The latest change was noted by Charles Edwards, CEO of asset manager Capriole, who compared this year’s selloff to others in bitcoin history.

“The bitcoin miners’ surrender officially ended today, making it the 3rd longest surrender ever at 71 days,” he said. writing in a Twitter thread:

“This cap zone was longer than 2021, and only two days shorter than that of 2018 when the price touched $3,100. »

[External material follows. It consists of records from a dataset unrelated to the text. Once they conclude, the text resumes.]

PR #11205, opened 2025-08-03
feat: improve performance of `TypeContext`

magnus-madsen:


mlutze:
Does this really make a difference?

mlutze (approved):

magnus-madsen:
> Does this really make a difference?

In my experiments yes.

magnus-madsen:
> > Does this really make a difference?
> 
> In my experiments yes.

Conceptually: You would expect ConstraintGen to produce on the order of N new data objects-- i.e. approx one constraint per size of the AST. This is not really true because more than not there are more than one constraint. But anyway, the overhead here means that it was a constant factor more object allocations than it should be- which is part of why ConstraintGen was more expensive than one would expect.

Issue #11203, opened 2025-08-03
Datalog: Tweaks to style


magnus-madsen:
- [x] Use `foreach`-loop (once it lands)
- [x] Instead of `List.append` just use `++`
- [x] Replace `foldLeft` by `foldMap` when possible:
  -  e.g. `Vector.foldLeft(acc -> x -> collectRowVarRelSymStmt(x) ++ acc, Nil, stmts)` becomes
  - Vector.foldMap(collectRowVarRelSymStmt, stmts)
- [x] Align pattern matches on `=>` (e.g. all the arrows are on the same column) -- of course only when body is a single line
- [x] Rename "collectX' functions to "Xof"
  - e.g. `collectRowVarRelSymOp` becomes `rowVarRelSymOf`
- [x] Align multi-line pipelines not like this:
```
            minChainCover(searches) |>
            List.map(chain -> List.zip(chain, Vector.empty() :: chain)) |>
            List.map(List.map(match (s1, s2) -> Vector.filter(x -> not Vector.memberOf(x, s2), s1))) |>
            List.map(List.fold)
```
but like this:
```
            minChainCover(searches) 
                |> List.map(chain -> List.zip(chain, Vector.empty() :: chain)) 
                |> List.map(List.map(match (s1, s2) -> Vector.filter(x -> not Vector.memberOf(x, s2), s1))) 
                |> List.map(List.fold)
```

CasperDN:
Is there a reason for `++` instead of `:::`?

We have used `:::` in 2 locations should I also change these to `++`?

CasperDN:
> Align multi-line pipelines not like this:

What about for single pipelines? As an example:
```
let nonExtendedPositions = Vector.range(0, arityOf(relSym)) |>
    Vector.map(i -> getOrCrash(Map.get(RamId.RelPos(relSymId, i), mapping)));
```

magnus-madsen:
> Is there a reason for `++` instead of `:::`?
> 
> We have used `:::` in 2 locations should I also change these to `++`?

::: is better if its for lists

magnus-madsen:
> > Align multi-line pipelines not like this:
> 
> What about for single pipelines? As an example:
> 
> ```
> let nonExtendedPositions = Vector.range(0, arityOf(relSym)) |>
>     Vector.map(i -> getOrCrash(Map.get(RamId.RelPos(relSymId, i), mapping)));
> ```

Here I have no opinion

CasperDN:
[...]

PR #11211, opened 2025-08-04
chore: consistent use of pipeline

CasperDN:
See #11203

### DIFF
--- a/main/src/library/Fixpoint3/Provenance.flix
+++ b/main/src/library/Fixpoint3/Provenance.flix
@@ -1,0 +1,392 @@
+/*
+ * Copyright 2025 Casper Dalgaard Nielsen
+ *                Adam Yasser Tallouzi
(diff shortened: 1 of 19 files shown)


main/src/library/Fixpoint3/Provenance.flix
```diff
@@ -0,0 +1,392 @@
+/*
```
magnus-madsen: This file is new :)

magnus-madsen (approved):

main/src/library/Fixpoint3/Provenance.flix
magnus-madsen: I removed it from the PR :)

CasperDN: Copy pasting will be the end of me at some point.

A glance at hash rate estimates from the MiningPoolStats monitoring resource shows that a crowd of over 200 exahashes per second (EH/s) has probably been started in the past few days.

“Historically, Bitcoin miner sales have hit rock bottom prices and have been great buy signals,” Edwards continued, echoing the classic Bitcoin market mantra: “price follows hash rate.”.

“Capitulations of miners that occur late in the cycle (at least 2 years after the half) and after that, cycle peaks are the most profitable long-term signals (ex: 2012, 2015, 2018). »

Bitcoin hash ribbon chart. Source: LookIntoBitcoin

Exchange balances hit a 4-year low

Price struggle over short periods has become a non-issue for buyers this time.

Behind the scenes, investors, instead of fleeing​​​​​​​​from the exposure of BTC, rushed into the market at a significant speed in the last few days.

According to data from the CryptoQuant chain analysis platform, on August 18, bitcoins available on 21 major exchanges fell from 2,342,662 BTC to 2,309,727 BTC on August 22.

In four days, exchange users withdrew more than 30,000 BTC from their accounts.

Bitcoin exchange reserves chart. Source: CryptoQuant

Glassnode, another data company, has added that the combined current balance on the exchanges it monitors hit a new four-year low on August 22.

For comparison, in August 2018, the BTC/USD pair was climbing towards $7,000, but was still several months away from its bearish floor of $3,100.

Bitcoin trading balance sheet. Source: Glassnode/Twitter

Sentiment indicator drops 40% in one week

Compared to before the price crash, sentiment is not what it was on cryptocurrency.

Also Read: Here Are 5 Cryptocurrencies With Bullish Setups That Are About To Break Out

While exchanges are seeing an acceleration in removing BTC from their books, the overall picture is now one of “fear” for bitcoin and altcoin investors.

According to Crypto & Saint Fear Indexwhich uses a series of factors to give a normalized score of market sentiment, “great fear” is just a step away.

At 29/100, the index is four points away from returning to its highly feared range, having hit 27/100 over the weekend.

The latest figure represents a 40% drop in one week – seven days earlier the index was at 45/100, recording the most optimistic levels since April.

The views and opinions expressed herein are solely those of the author and do not necessarily reflect those of investing-press.com.